"""

PR #602, opened 2019-08-30
Add Support WMS 1.3 ScaleDenominator

sbrunner:


cehbrecht:
@tomkralidis ok to merge?

tomkralidis:
@sbrunner is it possible to explain the calculations?  Should OWSLib be performing these calculations should we leave to the downstream client?  I don't mind keeping them so long as:

1. they are documented
2. the values that are parsed from Capabilities XML are stored as properties

sbrunner:
@tomkralidis

* I do the calculation to make the result equivalent as with WMS 1.1.1

```python
INCH_TO_M = 0.0254  # standard inch to meter conversion
OGC_PIXEL_SIZE = 0.00028  # The OGC standard pixel size is 0.28 mm, here it's in meter
OGC_DPI = INCH_TO_M / OGC_PIXEL_SIZE  # Calculate the DPI
SCALEDENOM_TO_RESOLUTION = 1 / OGC_DPI * INCH_TO_M * sqrt(2)  # Calculate the resolution, the sqrt(2) is because the scale is on the diagonal and the resolution on the side
```

I don't know how the compatibility between 1.1.1 and 1.3.0 is important for you if it's not important I can simply remove the calculation...

CU
Stéphane

tomkralidis:
Thanks @sbrunner.  Can we keep `min_scale_denominator` and `max_scale_denominator` in the object (`self`) then?

sbrunner:
Done :-)

sbrunner:
Thanks @tomkralidis :-)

"""

## GOAL OF THE EXERCISE
Count the lines of the material that include the word "tomkralidis", then state only the total.

## EXERCISE RESPONSE
5